=== DATA SHOWN ===

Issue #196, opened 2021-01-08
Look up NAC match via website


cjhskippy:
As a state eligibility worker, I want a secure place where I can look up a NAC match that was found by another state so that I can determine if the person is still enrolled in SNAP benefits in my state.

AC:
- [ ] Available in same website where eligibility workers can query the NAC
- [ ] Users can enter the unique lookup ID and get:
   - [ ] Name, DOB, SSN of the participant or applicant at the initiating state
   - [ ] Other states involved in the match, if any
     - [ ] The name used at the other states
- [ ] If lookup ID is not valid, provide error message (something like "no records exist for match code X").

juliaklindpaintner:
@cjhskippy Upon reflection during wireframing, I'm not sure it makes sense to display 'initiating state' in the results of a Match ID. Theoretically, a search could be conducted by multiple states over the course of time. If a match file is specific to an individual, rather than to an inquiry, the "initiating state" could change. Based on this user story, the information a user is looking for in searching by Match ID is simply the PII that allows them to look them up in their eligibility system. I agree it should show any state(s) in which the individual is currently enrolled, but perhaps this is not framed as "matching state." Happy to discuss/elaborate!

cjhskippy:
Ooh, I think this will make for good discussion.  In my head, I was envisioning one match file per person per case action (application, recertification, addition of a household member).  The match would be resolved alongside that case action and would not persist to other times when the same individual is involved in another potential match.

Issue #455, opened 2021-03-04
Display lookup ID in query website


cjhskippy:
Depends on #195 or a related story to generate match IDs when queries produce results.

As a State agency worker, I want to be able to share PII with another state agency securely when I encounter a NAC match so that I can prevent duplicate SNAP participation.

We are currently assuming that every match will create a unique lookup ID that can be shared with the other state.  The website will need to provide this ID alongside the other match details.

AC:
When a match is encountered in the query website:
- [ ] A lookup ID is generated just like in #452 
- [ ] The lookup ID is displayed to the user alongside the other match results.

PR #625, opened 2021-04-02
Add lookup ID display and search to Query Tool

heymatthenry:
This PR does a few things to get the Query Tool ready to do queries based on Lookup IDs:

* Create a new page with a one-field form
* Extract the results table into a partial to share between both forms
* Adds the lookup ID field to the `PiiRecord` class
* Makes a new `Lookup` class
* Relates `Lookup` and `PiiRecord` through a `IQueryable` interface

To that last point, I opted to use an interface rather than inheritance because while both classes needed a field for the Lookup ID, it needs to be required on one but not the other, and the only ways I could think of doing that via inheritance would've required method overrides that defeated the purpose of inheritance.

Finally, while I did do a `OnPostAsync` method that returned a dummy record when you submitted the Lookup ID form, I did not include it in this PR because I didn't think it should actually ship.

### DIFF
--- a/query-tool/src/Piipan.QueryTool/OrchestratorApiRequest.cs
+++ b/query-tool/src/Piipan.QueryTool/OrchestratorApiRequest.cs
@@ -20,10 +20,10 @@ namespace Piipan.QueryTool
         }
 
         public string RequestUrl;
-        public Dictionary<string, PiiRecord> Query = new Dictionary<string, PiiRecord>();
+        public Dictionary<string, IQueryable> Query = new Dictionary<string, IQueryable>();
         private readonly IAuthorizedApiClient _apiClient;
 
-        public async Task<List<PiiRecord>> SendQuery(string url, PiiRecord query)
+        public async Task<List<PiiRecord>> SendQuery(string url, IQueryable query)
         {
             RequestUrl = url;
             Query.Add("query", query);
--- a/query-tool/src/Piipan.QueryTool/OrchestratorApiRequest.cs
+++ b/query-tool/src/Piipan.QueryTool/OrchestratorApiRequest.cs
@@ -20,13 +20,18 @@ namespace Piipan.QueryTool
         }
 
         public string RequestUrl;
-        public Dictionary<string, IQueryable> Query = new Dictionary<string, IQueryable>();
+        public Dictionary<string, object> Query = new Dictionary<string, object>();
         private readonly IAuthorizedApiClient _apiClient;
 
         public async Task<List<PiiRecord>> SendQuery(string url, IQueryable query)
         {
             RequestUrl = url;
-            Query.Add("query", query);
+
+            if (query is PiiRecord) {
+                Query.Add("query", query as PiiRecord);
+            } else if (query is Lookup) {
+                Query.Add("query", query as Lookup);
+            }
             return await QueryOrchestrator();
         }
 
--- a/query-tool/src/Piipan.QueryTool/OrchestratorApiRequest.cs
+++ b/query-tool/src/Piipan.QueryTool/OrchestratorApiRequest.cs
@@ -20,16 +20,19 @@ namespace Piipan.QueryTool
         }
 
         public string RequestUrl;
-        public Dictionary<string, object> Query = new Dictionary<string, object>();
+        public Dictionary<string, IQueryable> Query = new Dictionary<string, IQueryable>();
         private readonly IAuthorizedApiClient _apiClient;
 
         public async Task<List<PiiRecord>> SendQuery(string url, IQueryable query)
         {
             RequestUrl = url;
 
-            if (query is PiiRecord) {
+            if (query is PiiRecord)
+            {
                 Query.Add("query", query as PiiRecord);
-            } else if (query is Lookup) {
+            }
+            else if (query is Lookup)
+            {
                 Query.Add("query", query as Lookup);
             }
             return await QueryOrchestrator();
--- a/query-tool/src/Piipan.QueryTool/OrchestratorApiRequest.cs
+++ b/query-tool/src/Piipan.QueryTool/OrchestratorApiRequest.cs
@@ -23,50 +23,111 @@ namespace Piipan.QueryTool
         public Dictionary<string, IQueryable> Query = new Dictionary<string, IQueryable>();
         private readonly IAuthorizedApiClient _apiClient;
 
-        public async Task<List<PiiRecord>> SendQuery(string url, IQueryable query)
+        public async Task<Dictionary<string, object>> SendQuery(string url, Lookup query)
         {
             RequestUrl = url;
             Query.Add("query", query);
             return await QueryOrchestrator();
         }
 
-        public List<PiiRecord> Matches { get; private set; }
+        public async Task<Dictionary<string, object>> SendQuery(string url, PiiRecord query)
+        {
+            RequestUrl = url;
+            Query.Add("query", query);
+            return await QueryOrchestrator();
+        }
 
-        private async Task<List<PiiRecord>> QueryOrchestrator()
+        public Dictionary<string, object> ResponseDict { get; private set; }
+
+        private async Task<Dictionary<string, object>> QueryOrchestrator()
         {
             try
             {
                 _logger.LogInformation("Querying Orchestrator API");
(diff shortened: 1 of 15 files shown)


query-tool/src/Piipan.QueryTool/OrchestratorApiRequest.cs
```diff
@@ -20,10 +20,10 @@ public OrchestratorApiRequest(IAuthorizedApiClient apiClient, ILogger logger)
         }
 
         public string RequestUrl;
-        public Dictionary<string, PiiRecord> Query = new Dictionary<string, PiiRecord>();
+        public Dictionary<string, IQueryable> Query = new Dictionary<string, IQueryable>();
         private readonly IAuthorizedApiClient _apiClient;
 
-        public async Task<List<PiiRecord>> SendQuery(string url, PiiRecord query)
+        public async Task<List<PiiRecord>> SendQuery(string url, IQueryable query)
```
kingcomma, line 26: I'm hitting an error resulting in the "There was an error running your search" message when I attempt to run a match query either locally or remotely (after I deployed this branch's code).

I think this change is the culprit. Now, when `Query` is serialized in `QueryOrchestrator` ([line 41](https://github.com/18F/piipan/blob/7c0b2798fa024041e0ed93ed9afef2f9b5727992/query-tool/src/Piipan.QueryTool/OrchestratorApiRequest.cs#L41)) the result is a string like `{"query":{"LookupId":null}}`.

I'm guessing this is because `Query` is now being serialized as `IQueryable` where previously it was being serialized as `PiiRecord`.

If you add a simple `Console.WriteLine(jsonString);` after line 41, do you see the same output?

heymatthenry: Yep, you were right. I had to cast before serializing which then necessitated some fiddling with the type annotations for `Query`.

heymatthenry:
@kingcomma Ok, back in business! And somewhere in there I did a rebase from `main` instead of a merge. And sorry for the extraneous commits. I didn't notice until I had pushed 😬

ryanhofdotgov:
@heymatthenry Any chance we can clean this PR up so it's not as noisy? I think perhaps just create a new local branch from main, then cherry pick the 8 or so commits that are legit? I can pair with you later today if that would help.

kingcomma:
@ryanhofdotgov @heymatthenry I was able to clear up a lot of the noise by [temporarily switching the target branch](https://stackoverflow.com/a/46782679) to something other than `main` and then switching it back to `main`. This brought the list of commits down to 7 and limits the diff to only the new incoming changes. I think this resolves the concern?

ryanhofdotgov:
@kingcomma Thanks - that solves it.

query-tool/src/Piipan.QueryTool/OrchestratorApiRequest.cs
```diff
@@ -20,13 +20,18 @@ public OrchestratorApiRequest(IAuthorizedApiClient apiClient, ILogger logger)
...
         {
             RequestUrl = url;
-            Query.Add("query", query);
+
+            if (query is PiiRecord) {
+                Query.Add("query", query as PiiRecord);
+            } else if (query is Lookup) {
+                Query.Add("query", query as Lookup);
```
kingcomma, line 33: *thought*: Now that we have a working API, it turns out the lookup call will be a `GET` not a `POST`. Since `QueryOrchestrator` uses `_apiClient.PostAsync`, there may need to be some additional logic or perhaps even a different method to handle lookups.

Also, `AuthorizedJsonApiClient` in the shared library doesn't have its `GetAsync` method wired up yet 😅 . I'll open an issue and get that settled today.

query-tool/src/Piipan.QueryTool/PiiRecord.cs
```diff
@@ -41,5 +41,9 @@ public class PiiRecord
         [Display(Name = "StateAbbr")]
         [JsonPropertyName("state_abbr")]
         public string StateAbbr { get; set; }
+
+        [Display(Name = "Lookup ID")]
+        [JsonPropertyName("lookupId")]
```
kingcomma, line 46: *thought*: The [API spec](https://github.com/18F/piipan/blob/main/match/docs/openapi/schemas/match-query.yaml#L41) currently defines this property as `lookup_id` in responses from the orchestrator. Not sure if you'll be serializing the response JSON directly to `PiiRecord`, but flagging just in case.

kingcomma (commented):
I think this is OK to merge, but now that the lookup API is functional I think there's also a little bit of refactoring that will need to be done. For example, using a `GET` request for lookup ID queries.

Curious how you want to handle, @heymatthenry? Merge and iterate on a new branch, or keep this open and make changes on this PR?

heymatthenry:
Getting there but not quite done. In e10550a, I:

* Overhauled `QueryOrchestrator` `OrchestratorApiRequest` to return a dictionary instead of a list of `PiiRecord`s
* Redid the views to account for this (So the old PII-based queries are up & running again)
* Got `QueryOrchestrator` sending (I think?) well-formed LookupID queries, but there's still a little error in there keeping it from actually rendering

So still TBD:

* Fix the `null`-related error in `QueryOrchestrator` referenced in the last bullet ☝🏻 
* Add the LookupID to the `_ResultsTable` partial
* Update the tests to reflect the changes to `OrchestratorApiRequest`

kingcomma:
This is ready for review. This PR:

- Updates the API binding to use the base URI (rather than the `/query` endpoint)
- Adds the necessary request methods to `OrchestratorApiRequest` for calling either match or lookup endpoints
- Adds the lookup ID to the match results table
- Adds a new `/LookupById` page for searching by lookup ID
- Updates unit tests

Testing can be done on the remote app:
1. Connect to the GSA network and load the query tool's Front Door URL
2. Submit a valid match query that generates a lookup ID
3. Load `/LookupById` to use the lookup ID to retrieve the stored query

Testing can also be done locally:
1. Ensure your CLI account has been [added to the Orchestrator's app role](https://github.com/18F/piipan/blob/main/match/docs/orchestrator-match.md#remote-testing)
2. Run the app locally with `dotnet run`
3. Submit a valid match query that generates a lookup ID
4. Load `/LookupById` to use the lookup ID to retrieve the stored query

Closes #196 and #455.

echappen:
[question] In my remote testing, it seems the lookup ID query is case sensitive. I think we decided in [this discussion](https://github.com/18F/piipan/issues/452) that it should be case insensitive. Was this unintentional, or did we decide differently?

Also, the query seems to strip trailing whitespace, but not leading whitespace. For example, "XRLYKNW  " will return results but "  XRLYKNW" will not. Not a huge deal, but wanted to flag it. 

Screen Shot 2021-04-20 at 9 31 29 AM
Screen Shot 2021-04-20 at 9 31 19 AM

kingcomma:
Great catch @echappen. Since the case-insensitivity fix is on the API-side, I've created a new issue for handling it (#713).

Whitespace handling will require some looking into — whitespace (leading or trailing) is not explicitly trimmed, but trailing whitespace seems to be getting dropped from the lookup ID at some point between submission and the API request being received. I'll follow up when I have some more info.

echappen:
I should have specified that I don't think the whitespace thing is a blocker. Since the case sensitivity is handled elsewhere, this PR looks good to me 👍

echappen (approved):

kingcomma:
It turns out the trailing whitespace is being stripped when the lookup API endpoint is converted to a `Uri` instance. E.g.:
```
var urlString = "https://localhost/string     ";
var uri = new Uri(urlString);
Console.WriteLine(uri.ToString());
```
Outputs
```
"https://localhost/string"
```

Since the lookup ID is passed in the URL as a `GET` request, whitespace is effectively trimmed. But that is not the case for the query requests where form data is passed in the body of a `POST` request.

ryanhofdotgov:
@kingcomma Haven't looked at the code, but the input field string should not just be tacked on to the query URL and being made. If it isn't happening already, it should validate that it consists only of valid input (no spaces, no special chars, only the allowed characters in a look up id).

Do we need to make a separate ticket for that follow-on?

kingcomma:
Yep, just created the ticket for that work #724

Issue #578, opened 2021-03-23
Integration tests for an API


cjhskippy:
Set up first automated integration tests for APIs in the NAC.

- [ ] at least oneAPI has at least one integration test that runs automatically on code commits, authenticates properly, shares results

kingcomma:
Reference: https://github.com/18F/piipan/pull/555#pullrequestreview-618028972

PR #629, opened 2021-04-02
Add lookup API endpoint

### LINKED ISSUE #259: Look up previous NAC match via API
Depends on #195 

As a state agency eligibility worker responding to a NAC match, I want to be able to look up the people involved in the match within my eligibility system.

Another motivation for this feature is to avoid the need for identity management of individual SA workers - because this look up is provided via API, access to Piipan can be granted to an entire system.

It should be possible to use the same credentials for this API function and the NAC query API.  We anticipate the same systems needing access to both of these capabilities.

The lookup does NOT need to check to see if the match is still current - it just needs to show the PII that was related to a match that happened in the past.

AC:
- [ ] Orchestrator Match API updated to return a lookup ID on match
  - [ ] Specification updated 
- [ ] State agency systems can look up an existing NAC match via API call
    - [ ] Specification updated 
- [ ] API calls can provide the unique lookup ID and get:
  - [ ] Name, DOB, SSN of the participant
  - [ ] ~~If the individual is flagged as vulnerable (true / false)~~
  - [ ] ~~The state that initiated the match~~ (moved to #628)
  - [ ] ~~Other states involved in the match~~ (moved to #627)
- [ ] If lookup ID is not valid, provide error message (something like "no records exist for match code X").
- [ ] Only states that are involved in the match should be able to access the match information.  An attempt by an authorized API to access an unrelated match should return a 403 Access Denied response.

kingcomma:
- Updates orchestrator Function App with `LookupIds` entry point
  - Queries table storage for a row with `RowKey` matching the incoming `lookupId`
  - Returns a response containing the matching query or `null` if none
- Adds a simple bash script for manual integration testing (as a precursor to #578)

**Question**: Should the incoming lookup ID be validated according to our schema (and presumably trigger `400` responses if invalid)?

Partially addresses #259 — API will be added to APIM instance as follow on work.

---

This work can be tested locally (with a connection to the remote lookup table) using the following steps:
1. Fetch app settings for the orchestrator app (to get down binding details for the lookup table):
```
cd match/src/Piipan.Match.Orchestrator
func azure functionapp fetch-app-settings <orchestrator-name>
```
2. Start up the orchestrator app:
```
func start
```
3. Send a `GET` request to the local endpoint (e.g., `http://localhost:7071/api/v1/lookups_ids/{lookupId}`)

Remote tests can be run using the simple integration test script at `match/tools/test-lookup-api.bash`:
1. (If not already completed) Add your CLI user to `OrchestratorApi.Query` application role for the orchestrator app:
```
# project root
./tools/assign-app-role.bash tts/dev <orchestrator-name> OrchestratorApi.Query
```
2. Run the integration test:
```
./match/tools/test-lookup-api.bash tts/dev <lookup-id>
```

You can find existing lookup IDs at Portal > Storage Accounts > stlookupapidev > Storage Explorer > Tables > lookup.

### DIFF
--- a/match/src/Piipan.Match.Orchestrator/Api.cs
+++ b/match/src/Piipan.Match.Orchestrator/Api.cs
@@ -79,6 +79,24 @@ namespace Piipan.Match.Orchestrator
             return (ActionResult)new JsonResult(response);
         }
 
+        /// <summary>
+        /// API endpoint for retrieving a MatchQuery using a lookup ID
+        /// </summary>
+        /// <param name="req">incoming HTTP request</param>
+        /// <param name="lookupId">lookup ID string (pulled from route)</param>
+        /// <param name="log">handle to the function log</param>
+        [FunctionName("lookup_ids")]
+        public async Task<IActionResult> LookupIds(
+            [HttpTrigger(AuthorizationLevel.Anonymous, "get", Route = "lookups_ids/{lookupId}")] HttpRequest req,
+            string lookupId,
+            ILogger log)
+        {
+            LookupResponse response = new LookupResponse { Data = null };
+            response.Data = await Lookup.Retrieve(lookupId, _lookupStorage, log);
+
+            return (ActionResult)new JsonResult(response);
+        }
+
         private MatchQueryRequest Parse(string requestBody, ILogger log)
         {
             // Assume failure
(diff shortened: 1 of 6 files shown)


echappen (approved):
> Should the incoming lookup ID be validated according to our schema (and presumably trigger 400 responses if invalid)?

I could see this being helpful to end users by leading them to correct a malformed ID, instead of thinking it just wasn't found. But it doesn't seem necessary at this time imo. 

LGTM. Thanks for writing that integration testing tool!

===

**WHAT THIS TASK INVOLVES:** In the records, which lines use the word "down"? Report them.

**WRITTEN RESPONSE:**
@ryanhofdotgov @heymatthenry I was able to clear up a lot of the noise by [temporarily switching the target branch](https://stackoverflow.com/a/46782679) to something other than `main` and then switching it back to `main`. This brought the list of commits down to 7 and limits the diff to only the new incoming changes. I think this resolves the concern?
1. Fetch app settings for the orchestrator app (to get down binding details for the lookup table):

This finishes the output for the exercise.